Every entry must come back exactly as it was written.
+===+
PR #334, opened 2017-02-06
Protect TypedArray::from method against null pointers

### LINKED ISSUE #332: TypedArray::from method should protect against null pointers
We should add a testcase to `tests/typedarray.rs` that uses the `typedarray!` macro on `ptr::null_mut()`, and write code that correctly returns an Err value if that's encountered.

Code: `src/typedarray.rs`

zakorgy:
Fixes #332. Also added a test as described in the issue.

---
This change is [Reviewable](https://reviewable.io/reviews/servo/rust-mozjs/334)

### DIFF
--- a/src/typedarray.rs
+++ b/src/typedarray.rs
@@ -70,6 +70,9 @@ impl<'a, T: TypedArrayElement> TypedArray<'a, T> {
                 root: &'a mut Rooted<*mut JSObject>,
                 object: *mut JSObject)
                 -> Result<Self, ()> {
+        if object.is_null() {
+            return Err(());
+        }
         unsafe {
             let mut guard = RootedGuard::new(cx, root, object);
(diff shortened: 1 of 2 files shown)


src/typedarray.rs
```diff
@@ -70,6 +70,9 @@ impl<'a, T: TypedArrayElement> TypedArray<'a, T> {
                 root: &'a mut Rooted<*mut JSObject>,
                 object: *mut JSObject)
                 -> Result<Self, ()> {
+            if object == ptr::null_mut() {
```
emilio: nit: deindent four spaces, and use `if object.is_null()` instead.

emilio:
Perfect! Please squash the commit (bors doesn't do that automatically), and this is good to merge :)

Issue #336, opened 2017-02-09
Modify TypedArray::create API to accept either a length or an initial slice


jdm:
For cases when we create a new typed array with an initial slice, we always want to use the length of the provided slice. Passing the same length as another argument is redundant; we should use a custom enum argument instead (eg. `CreateWith::Length(5)` and `CreateWith::Slice(foo)`).

Code: `src/typedarray.rs`
Tests: `cargo test --name typedarray` (`tests/typedarray.rs`)

simon-whitehead:
This looks like a great first PR. Mind if I give it a shot? I may need some guidance around code/test style but hopefully I won't need too much hand-holding.

jdm:
Please do!

simon-whitehead:
@jdm Are you able to give me some guidance/documentation around versioning? I imagine I'll be required to bump the crate version?

jdm:
We use a git dependency for rust-mozjs the crate version doesn't actually matter for that case. This crate is also not published to crates.io, so we generally have not been updating the version.

KiChjang:
Fixed by #337.

PR #337, opened 2017-02-11
TypedArray::create API accept length or slice

simon-whitehead:
Issue: https://github.com/servo/rust-mozjs/issues/336

Changes `TypedArray::create` signature to accept a new `CreateWith` argument in place of the `length` and `data` arguments.

Includes similar tests to what was already there using the new enum.

Some notes:

* My first Servo PR. Yay!
* Rustfmt seems to have made some changes. Not sure if thats a problem. The license `/* */` block comments are now `//` single line comments. And some other multi-line code has been changed to single line code. If this is an issue let me know and I'll disable rustfmt and revert those changes back.
* I didn't bump the crate version. I am not sure about the process around that and looking at other PRs I've noticed none of those bumped the version number either.
* I don't yet understand how this applies to Servo. From what I can see everything uses the macro and not `TypedArray::create` directly. I may have missed something though.

Feedback welcome.

@jdm - tagging you since you opened the issue (I hope thats okay?)

---
This change is [Reviewable](https://reviewable.io/reviews/servo/rust-mozjs/337)

### DIFF
--- a/src/typedarray.rs
+++ b/src/typedarray.rs
@@ -1,6 +1,6 @@
-/* This Source Code Form is subject to the terms of the Mozilla Public
- * License, v. 2.0. If a copy of the MPL was not distributed with this
- * file, You can obtain one at http://mozilla.org/MPL/2.0/. */
+// This Source Code Form is subject to the terms of the Mozilla Public
+// License, v. 2.0. If a copy of the MPL was not distributed with this
+// file, You can obtain one at http://mozilla.org/MPL/2.0/.
 
 //! High-level, safe bindings for JS typed array APIs. Allows creating new
 //! typed arrays or wrapping existing JS reflectors, and prevents reinterpreting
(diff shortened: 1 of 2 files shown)


simon-whitehead:
Also one other potential noteworthy change.

The original tests allowed different `length` and `data` length inputs. For example, `create` with a length of 10 but a slice with length 5 would result in a 0 padded slice with a length of 10.

The issue itself seems to suggest this shouldn't be possible and so after the change was made, this situation wasn't possible and I have updated the existing tests to reflect that.

jdm:
There are uses of ArrayBuffer::create and Uint8ClampedArray::Create and in Servo right now, and https://github.com/servo/servo/pull/15427 adds more typed array creation.

jdm:
This looks great! Thank you for working on this!
@bors-servo: r+

simon-whitehead:
No problem! Thanks for merging so quickly! :smiley:

(Ps: this was such a painless process. I will look out for more issues I can help with :+1:)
+===+
> Response area:
PR #334, opened 2017-02-06
Protect TypedArray::from method against null pointers

### LINKED ISSUE #332: TypedArray::from method should protect against null pointers
We should add a testcase to `tests/typedarray.rs` that uses the `typedarray!` macro on `ptr::null_mut()`, and write code that correctly returns an Err value if that's encountered.

Code: `src/typedarray.rs`

zakorgy:
Fixes #332. Also added a test as described in the issue.

---
This change is [Reviewable](https://reviewable.io/reviews/servo/rust-mozjs/334)

### DIFF
--- a/src/typedarray.rs
+++ b/src/typedarray.rs
@@ -70,6 +70,9 @@ impl<'a, T: TypedArrayElement> TypedArray<'a, T> {
                 root: &'a mut Rooted<*mut JSObject>,
                 object: *mut JSObject)
                 -> Result<Self, ()> {
+        if object.is_null() {
+            return Err(());
+        }
         unsafe {
             let mut guard = RootedGuard::new(cx, root, object);
(diff shortened: 1 of 2 files shown)


src/typedarray.rs
```diff
@@ -70,6 +70,9 @@ impl<'a, T: TypedArrayElement> TypedArray<'a, T> {
                 root: &'a mut Rooted<*mut JSObject>,
                 object: *mut JSObject)
                 -> Result<Self, ()> {
+            if object == ptr::null_mut() {
```
emilio: nit: deindent four spaces, and use `if object.is_null()` instead.

emilio:
Perfect! Please squash the commit (bors doesn't do that automatically), and this is good to merge :)

Issue #336, opened 2017-02-09
Modify TypedArray::create API to accept either a length or an initial slice


jdm:
For cases when we create a new typed array with an initial slice, we always want to use the length of the provided slice. Passing the same length as another argument is redundant; we should use a custom enum argument instead (eg. `CreateWith::Length(5)` and `CreateWith::Slice(foo)`).

Code: `src/typedarray.rs`
Tests: `cargo test --name typedarray` (`tests/typedarray.rs`)

simon-whitehead:
This looks like a great first PR. Mind if I give it a shot? I may need some guidance around code/test style but hopefully I won't need too much hand-holding.

jdm:
Please do!

simon-whitehead:
@jdm Are you able to give me some guidance/documentation around versioning? I imagine I'll be required to bump the crate version?

jdm:
We use a git dependency for rust-mozjs the crate version doesn't actually matter for that case. This crate is also not published to crates.io, so we generally have not been updating the version.

KiChjang:
Fixed by #337.

PR #337, opened 2017-02-11
TypedArray::create API accept length or slice

simon-whitehead:
Issue: https://github.com/servo/rust-mozjs/issues/336

Changes `TypedArray::create` signature to accept a new `CreateWith` argument in place of the `length` and `data` arguments.

Includes similar tests to what was already there using the new enum.

Some notes:

* My first Servo PR. Yay!
* Rustfmt seems to have made some changes. Not sure if thats a problem. The license `/* */` block comments are now `//` single line comments. And some other multi-line code has been changed to single line code. If this is an issue let me know and I'll disable rustfmt and revert those changes back.
* I didn't bump the crate version. I am not sure about the process around that and looking at other PRs I've noticed none of those bumped the version number either.
* I don't yet understand how this applies to Servo. From what I can see everything uses the macro and not `TypedArray::create` directly. I may have missed something though.

Feedback welcome.

@jdm - tagging you since you opened the issue (I hope thats okay?)

---
This change is [Reviewable](https://reviewable.io/reviews/servo/rust-mozjs/337)

### DIFF
--- a/src/typedarray.rs
+++ b/src/typedarray.rs
@@ -1,6 +1,6 @@
-/* This Source Code Form is subject to the terms of the Mozilla Public
- * License, v. 2.0. If a copy of the MPL was not distributed with this
- * file, You can obtain one at http://mozilla.org/MPL/2.0/. */
+// This Source Code Form is subject to the terms of the Mozilla Public
+// License, v. 2.0. If a copy of the MPL was not distributed with this
+// file, You can obtain one at http://mozilla.org/MPL/2.0/.
 
 //! High-level, safe bindings for JS typed array APIs. Allows creating new
 //! typed arrays or wrapping existing JS reflectors, and prevents reinterpreting
(diff shortened: 1 of 2 files shown)


simon-whitehead:
Also one other potential noteworthy change.

The original tests allowed different `length` and `data` length inputs. For example, `create` with a length of 10 but a slice with length 5 would result in a 0 padded slice with a length of 10.

The issue itself seems to suggest this shouldn't be possible and so after the change was made, this situation wasn't possible and I have updated the existing tests to reflect that.

jdm:
There are uses of ArrayBuffer::create and Uint8ClampedArray::Create and in Servo right now, and https://github.com/servo/servo/pull/15427 adds more typed array creation.

jdm:
This looks great! Thank you for working on this!
@bors-servo: r+

simon-whitehead:
No problem! Thanks for merging so quickly! :smiley:

(Ps: this was such a painless process. I will look out for more issues I can help with :+1:)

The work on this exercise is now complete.